A Palestinian from the East Jerusalem neighborhood of Issawiya stabbed and wounded a 15-year-old Jewish boy on a road outside the Old City about 4 a.m. Sunday, according to police. The Palestinian, identified as Fadi Alon, 21, was fatally shot by police officers. Video footage showed Alon being shot apparently as he was trying to flee, with Israeli civilians in pursuit and shouting "Shoot him!" as the police arrived.

In a rare crackdown, the Israeli authorities took the unusual measure of barring most of Jerusalem's Palestinian residents from entering the Old City for two days. Only Israeli citizens, tourists and Palestinians who hold Israeli citizenship or live, work or study in the Old City were given access, as well as Palestinians going to worship at Al-Aqsa Mosque -- though men under the age of 50 were also temporarily banned from praying there.

The latest violence comes after weeks of escalating tensions and confrontations around the contested Old City compound that houses the Al-Aqsa Mosque and the Dome of the Rock. Revered by Jews as the Temple Mount and by Muslims as the Noble Sanctuary, Palestinian leaders including Abbas have accused Israel of plotting to divide the site, a charge that Netanyahu has repeatedly denied.

Two Israeli men stabbed to death by a Palestinian teenager in the Old City on Saturday night were buried in Jerusalem on Sunday. One, Rabbi Aharon Bennett, 21, from the ultra-Orthodox settlement of Beitar Illit in the West Bank, was an army private. His wife and toddler were wounded in the attack. The other, Rabbi Nehemia Lavi, was a resident of the Old City. Hearing the commotion in the alley below his apartment, he had gone outside to try to help the Bennett family, according to the authorities and his relatives.

Yisrael Katz, Israel's minister of transportation, said the Israeli response to the upsurge in attacks could soon echo Operation Defensive Shield, the intense 2002 military campaign at the height of the second intifada.
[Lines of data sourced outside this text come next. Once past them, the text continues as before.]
PR #1484, opened 2022-08-10
Non group-related meeting user updates no longer set group to standard

### LINKED ISSUE #1480: When users are set as non-natural person by multiple selection, the group assignment changes
When users who already exist in a meeting are changed to a non-natural person via multiple selection, the group assignment also changes. The group changes to default. 

**Reproduction:**
1. open meeting
2. open participants menu
3. click on _three-dot menu_ and _select multiple selection_
4. select 1-2 users with a group assignment (for example delegates / NOT standard)
5. click again on _three-point menu_, select _Set natural person_ and click on _no natural person_
--> Group assignment changes to standard

**What should happen:**
When users are set as non-natural persons, the group assignment should be preserved.

luisa-beerboom:
Closes #1480 

The change in this PR holds some danger of affecting some other functions, that are actually supposed to set groups. 

In essence: 
There _may_ now be problems if you attempt to remove the participant from all groups. Instead of being set to standard, the user _may_ now be kicked out of the meeting instead.

I have tried changing a users group in that way via the dialog in the participant list and also in the edit view and it still worked as intended, so I'm hopeful, but this should definately be tested more thouroughly.

### DIFF
--- a/client/src/app/site/pages/meetings/pages/participants/services/common/participant-controller.service/participant-controller.service.ts
+++ b/client/src/app/site/pages/meetings/pages/participants/services/common/participant-controller.service/participant-controller.service.ts
@@ -232,7 +232,7 @@ export class ParticipantControllerService extends BaseMeetingControllerService<V
                 [this.activeMeetingId!]: participant.structure_level
             },
             group_$_ids: participant.group_$_ids || {
-                [this.activeMeetingId!]: participant.group_ids || [this.activeMeeting.meeting!.default_group_id]
+                [this.activeMeetingId!]: participant.group_ids
             },
             number_$: participant.number_$ || { [this.activeMeetingId!]: participant.number },
             vote_weight_$: participant.vote_weight_$ || {


jsangmeister:
It seems like you last changed this regarding the motion import: https://github.com/OpenSlides/openslides-client/commit/11212076c3127b56510ff7ca5a2e285fc19d93e4. This should therefore also be checked. I assume that this is not going to work now since I don't see where the default group will be set on the user, but I think it was the wrong place before anyway: the import should set the group in the participant object, then the changes of this PR can stay.

luisa-beerboom:
> It seems like you last changed this regarding the motion import: [1121207](https://github.com/OpenSlides/openslides-client/commit/11212076c3127b56510ff7ca5a2e285fc19d93e4). This should therefore also be checked. I assume that this is not going to work now since I don't see where the default group will be set on the user, but I think it was the wrong place before anyway: the import should set the group in the participant object, then the changes of this PR can stay.

I tried it out, it still seems to work just fine

jsangmeister:
> I tried it out, it still seems to work just fine

ok, interesting, but even better

MSoeb:
Works fine. Can't find any problem.

MSoeb (approved):

rrenkert (approved):

PR #1487, opened 2022-08-10
Can now access motion block speaker list before projection

### LINKED ISSUE #1482: New Motion Block has no List of Speakers until it is projected
A new motion block is created without a visible list of speakers. The list of speakers will not be visible until the motion block is projected onto a projector. 

Note: It was also reported by a user that when opening the list of speakers of a motion block in the agenda, an error message occurs. This is "_undefined is not an object (evaluating 'S.id')_". Unfortunately, I have not been able to reproduce this so far. I suspect that this is related to the error described. 

**Reproduction:**
1. open motions menu
2. click on three-point menu and select _motion blocks_
3. create a new motion block in the motion block menu. To do this, click on the _plus symbol_, assign a title and click _Save_.
4. The new application block is now visible, but without the list of speakers icon. 
5. Click on the camera icon, select the standard projector and click on Project.
6. The list of speakers icon appears. 

**Image with missing list of speakers icon:**
Screenshot_20220810_090258

**Image with list of speakers icon after projection:**
Screenshot_20220810_090318

**What should happen?**
The list of Speakers icon should be visible immediately after creating a motion block. (see comparison OS3)

luisa-beerboom:
Closes #1482

### DIFF
--- a/client/src/app/site/pages/meetings/pages/motions/config/model-subscription.ts
+++ b/client/src/app/site/pages/meetings/pages/motions/config/model-subscription.ts
@@ -21,7 +21,7 @@ export const getMotionBlockSubscriptionConfig = (id: Id, hasMeetingIdChangedObse
     modelRequest: {
         viewModelCtor: ViewMeeting,
         ids: [id],
-        follow: [`motion_block_ids`]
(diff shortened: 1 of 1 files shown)


rrenkert (approved):
Works for me.

PR #1488, opened 2022-08-10
Changed styling for meeting preview participant badges for big numbers

### LINKED ISSUE #1410: committee menu: blue circle can't display large number of participants
When a meeting has more than 99 participants, a layout problem occurs. The blue circle is too small to display large numbers correctly. A three-digit value fits just inside the circle. But it already touches the outer border, which is not optimal. If the value has four digits, the number is no longer displayed.

Reproduction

Then, Israeli forces reinvaded the Palestinian cities of the West Bank and imposed strict limitations on Palestinian movement in an effort to curb Palestinian suicide bombings in Israeli cities.

In the West Bank on Sunday, Israeli troops shot and wounded at least 6 Palestinians in an arrest raid in the Jenin refugee camp, a Palestinian hospital director said. In 2002, the refugee camp was the scene of some of the fiercest fighting of the second Palestinian intifada.
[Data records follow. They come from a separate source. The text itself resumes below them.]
PR #1493, opened 2022-08-12
enable karma tests

### LINKED ISSUE #1001: Re-activate the karma tests
They are currently de-activated because they made to many problems in the past. However, some of them are really good worked out (for example the tests for the motion-diff algorithm) and should be re-activated.

bastianjoel:
resolves #1001 

This PR includes the following changes:
- disalbes emitDecoratorMetadata **(this might need some discussion)**
- Use jsdom as default browser for karma tests
- Use chromium for live testing
- Disable all auto generated tests
- Uncomment karma tests in Makefile
- Add run script for tests to Makefile
- Run tests in CI (build-and-check-dev-image)
- Add tests from OS3
  - DiffService -> MotionDiffService
  - LinenumberingService -> LineNumberingService


jsangmeister (changes requested):
Looks very good! Some points:
- Why did you change all `describe`s to `xdescribe`s?
- Some tests are commented out, is this on purpose?
- Can you maybe provide a default configuration for all `TestBed`s automatically where the `E2EImportsModule` is already imported, so that you don't have to do that for all tests where it is needed?

bastianjoel:
The `x` Infront of `describe` disables a test. 
Most of these disabled tests fail due to not added imports and declarations to the TestBed and because they only created components or services and checked if they were successfully instantiated I decided to disable them. My main goal with this PR is to get the karma test running and add the motion diff tests from OS3. 

Commenting tests out was not on purpose. I will change them to `xdescribe`.

I think adding the `E2EImportsModule` could be done later when we know how many tests actually need it.

jsangmeister:
> The `x` Infront of `describe` disables a test.

Ah, I confused it with `fdescribe`. Ok, sounds good

jsangmeister (approved):

PR #1496, opened 2022-08-16
bullet point ammendment fix

### LINKED ISSUE #1382: Amendment with new line above bullet points generates line 0 in motion and marks original content incorrectly red
If a user creates an amendment which adds a line above bullets points, a line with number zero is created and the motion is marked incorrectly in red. 

Reproduction:
1. create motion with two paragraphes and a bullet point list with at least one entry
2. create an amendment. 
3. Select the part with the bullet point. 
4. Create a new line at the beginning of the bullet point with Enter, delete the new generated bullet point and add a new line of text. -> line zero appears in amendment.
5. Switch back to motion. All of original content is marked red. 

What should happen: Generate a new line above a bullet point in an amendment, should only add a new line instead of creating line zero and crashing the diff view.

Example: https://testintern.openslides.com/2/motions/64

Screenshot_20220718_122003

bastianjoel:
resolves #1382


luisa-beerboom (approved):

MSoeb:
works fine.

MSoeb (approved):

PR #1497, opened 2022-08-16
Validation of meeting time

### LINKED ISSUE #1368: validate meeting date
When creating a meeting the start_date and stop_date are not validated.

Monther Irshaid, director of the Khalil Suleiman Hospital in Jenin, said the Palestinians were shot in the legs with live bullets and two suffered serious leg injuries.
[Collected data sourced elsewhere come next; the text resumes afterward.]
PR #3573, opened 2024-04-17
Improve meeting user relation handling

### LINKED ISSUE #2789: Client relation handling doesn't do back-relations anymore
It used to be that if one followed a relation field in a subscription, the contra-relation would automatically be filled for the other viewModel as well.

I.e. if one subscribed to a meeting and followed the motion_ids, the `ViewMeeting` would have a field `motions` with all of the corresponding `ViewMotion`s and the corresponding `ViewMotion`s would all have a field `meeting` that was filled with the `ViewMeeting` in question.

It seems like that has somehow stopped happening. 
There have recently been multiple bugs that were caused because a subscription followed a field, but the counter-relation wasn't named anywhere in the fieldset, causing the connection to either not be built, or only be built one-way (I'm not quite sure which).
An example of this would be #2710 which could not be fixed without adding the back-relation for the meeting-users `user_id` field into the fieldset of the follow.

bastianjoel:
resolves #2789 

Also cleans up all places were `meeting_user_ids` were subscribed.

### DIFF
--- a/client/src/app/gateways/repositories/meeting_user/meeting-user-repository.service.ts
+++ b/client/src/app/gateways/repositories/meeting_user/meeting-user-repository.service.ts
@@ -1,4 +1,5 @@
 import { Injectable } from '@angular/core';
+import { Id } from 'src/app/domain/definitions/key-types';
 import { MeetingUser } from 'src/app/domain/models/meeting-users/meeting-user';
 import { toDecimal } from 'src/app/infrastructure/utils';
 import { ViewMeetingUser } from 'src/app/site/pages/meetings/view-models/view-meeting-user';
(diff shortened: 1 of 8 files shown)


bastianjoel:
It might be that this comes with performance penalties in some scenarios. We should do some testing before merging this.

luisa-beerboom (approved):

bastianjoel:
I tested this now a bit and could only observe a minor performance impact. 
To reduce this impact I added two minor tweaks that should especially improve autopilot performance. In my opinion this is ok to merge.

bastianjoel:
I have a better Idea to make this more performant. Please do not merge yet.

luisa-beerboom (approved):

Elblinator (approved):

PR #3598, opened 2024-04-23
Show username if canSeeSensibleData in participant-list

### LINKED ISSUE #3548: Make Username visible if ```can_see_sensible_data``` ist true
**Current behaviour:**
Even if a person is allowed to see sensible data the Username in the participant-list will never be displayed

**Reproduction:**
1. login as an admin
2. navigate to a participant list
3. create a participant without surname and firstname and only username; save
4. navigate back into the participant-list 
5. User ## will be displayed in the participant-list 

**Wanted behaviour:**
Given that a participant has the permission to see the username:
In the participant-list:
The display should be like the display in the account list
account-list:
accound-list
participant-ist:
participant-list
(description: the username should be displayed under the other name, if vote weight is activated then the username should be on the most left hand side and vote weight and name should be separated with a middot)

Several snackbars, views or pages: 
with diverse actions you can see the string "User ##" so far I cannot identify an actual loss of functionality **IF** the username is also additionally displayed in the participant-list. this may need some revisiting after the participant-list is fixed. But this should be done is a separate Issue then.

reiterl:
Resolve #3548

### DIFF
--- a/client/src/app/site/pages/meetings/pages/participants/pages/participant-list/components/participant-list/participant-list.component.html
+++ b/client/src/app/site/pages/meetings/pages/participants/pages/participant-list/components/participant-list/participant-list.component.html
@@ -50,7 +50,13 @@
                         <div *ngIf="user.pronoun">({{ user.pronoun }})</div>
                     </ng-container>
                 </div>
-                <div class="user-subtitle" *ngIf="showVoteWeight">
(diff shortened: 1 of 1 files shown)


Elblinator (approved):
function

bastianjoel (approved):

PR #3616, opened 2024-04-29
Fix 'user undefined' in election projections

### LINKED ISSUE #3612: Candidate names undefined in assignment poll projection
To reproduce:
* create new election
* add 3 candidates
* create new analog ballot and enter some vote values
* publish ballot
* project ballot to default projector
=> The 3 candidates on projector have NO names ("User undefined"), see:
assignment-poll-slide-without-names

Error is caused by PR #3489 (Change user name fallback). 

Autoupdate-service still sends content-object with username:
```
{
    "collection": "user",
    "content_object_id": "user/1",
    "username": "Administrator (Test structure level)"
}
```
But client has removed "username" from user repository:
https://github.com/OpenSlides/openslides-client/pull/3489/files#diff-a6f945f0c9ba474be45544503717105f5b2bd1e72301c0e0be40467aa94cae16L274

This issue is critical because you cannot project an assignment poll result!

Elblinator:
closes #3612 

I searched for the places the new function is called, the only place I found which calls it is where 'User undefined' is returned.

### DIFF
--- a/client/src/app/gateways/repositories/users/user-repository.service.ts
+++ b/client/src/app/gateways/repositories/users/user-repository.service.ts
@@ -36,6 +36,7 @@ export interface AssignMeetingsPayload {
 
 export interface NameInformation {
     id: Id;
+    username: string;
     first_name?: string;
     last_name?: string;
 }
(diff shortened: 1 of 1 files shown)


bastianjoel (changes requested):
This should be fixed inside the slide as the data returned from the projector does not represent the usual user structure and therefore should be handled differently.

Late Sunday, Gaza militants fired two rockets at Israel causing no damage or injuries, the military said.

Saeb Erekat, the secretary-general of the Palestine Liberation Organization and a close aide to Abbas, said Israel was planning another Defensive Shield because Netanyahu was facing increasing international isolation while the Palestinians were gaining international support.

"They want more Palestinian blood," Erekat told the official Voice of Palestine radio, adding, "We will protect ourselves."

Naftali Bennett, the education minister and leader of the pro-settler Jewish Home party, primarily blamed Abbas for the violence but demanded steps from Netanyahu, including the rearrest of Palestinian prisoners released in a prisoner exchange, the freeing of the "bound hands" of Israeli soldiers, and the building of a new neighborhood or settlement in the West Bank as a response to every attack.

Information for this article was contributed by staff members of The Associated Press.